9. What is a myth about your adopted country?
That Flamenco (dancing and music) is the most typical thing all over Spain! I would say it is quite big in Andalucía, the south of Spain, but not really in other parts of Spain. Sure, you can find tablao’s in every big city, but it really is not very typical outside Andalucía.
10. Is the cost of living higher or lower than the last country you lived in and how has that made a difference in your life?
Cost of living is lower here, in certain things. Food- meat, vegetables and fruit are all cheaper. Housing however is not. It’s incredibly expensive to rent an apartment in Barcelona, especially if you consider the average salary here. Just to draw a little picture, an old average standard 2 bedroom apartment often cost a whole average month salary or more! It’s very common to either live at home until you get married, or share an apartment.
11. What advice would you give other expats?
If you want to try life abroad, do it! But keep an open mind. Understand that things are not going to be the same in another country. Be patient. And know that it will be hard at times, but hopefully all the good experiences will weigh well up for it. And my motto is to rather have tried something I dreamt about than just dream about it all my life. In the end, you can always go back home, or somewhere else if you don’t end up liking your new city/country! But if you want it, go for it!
12. When and why did you start your blog?
When I started looking into moving to Spain I remember thinking I would have loved to find a blog where someone told you useful stuff. Practical information, cultural differences, recommendations etc.

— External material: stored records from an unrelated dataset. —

PR #728, opened 2023-10-31
CM6: Fix spacing between editors

HaudinFlorence:
This PR fixes #https://github.com/jupyter/nbdime/issues/720

The gap between the different editors that was put to 10 px has been removed.

**CM5 version**
Screenshot from 2023-10-31 18-23-51

**CM6 version**
Screenshot from 2023-10-31 18-27-02

Issue #729, opened 2023-11-01
Gutter pickers are too small if "DejaVu Sans Mono" font is used.


vidartf:
Running UI-tests locally, I always get a diff showing my local version having much smaller gutter pickers/conflict markers for a merge. I see locally that I end up using the "DejaVu Sans Mono" font via the following computed font-family: `menlo, consolas, "DejaVu Sans Mono", monospace sans-serif`.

I didn’t find that so I thought I’d just start one of my own, with the idea that I might be able to help someone later, who would be in the same situation as me.
I had never written a blog before and had no idea what to expect. The goal was solely to be a source of information, but it has turned into so much more! I have “met” so many wonderful people through their blogs, and I have come to really enjoy documenting my Life In Spain. It’s funny how I now often find myself thinking “oh, I need to put this on the blog”, it being photos of beautiful and interesting places, strange Spanish expressions, cultural mishaps or just information that might be useful for someone else. I also love how the blog pushes me to bring my camera out and take pictures, lots of pictures. In the end, it documents my adventures for me as well.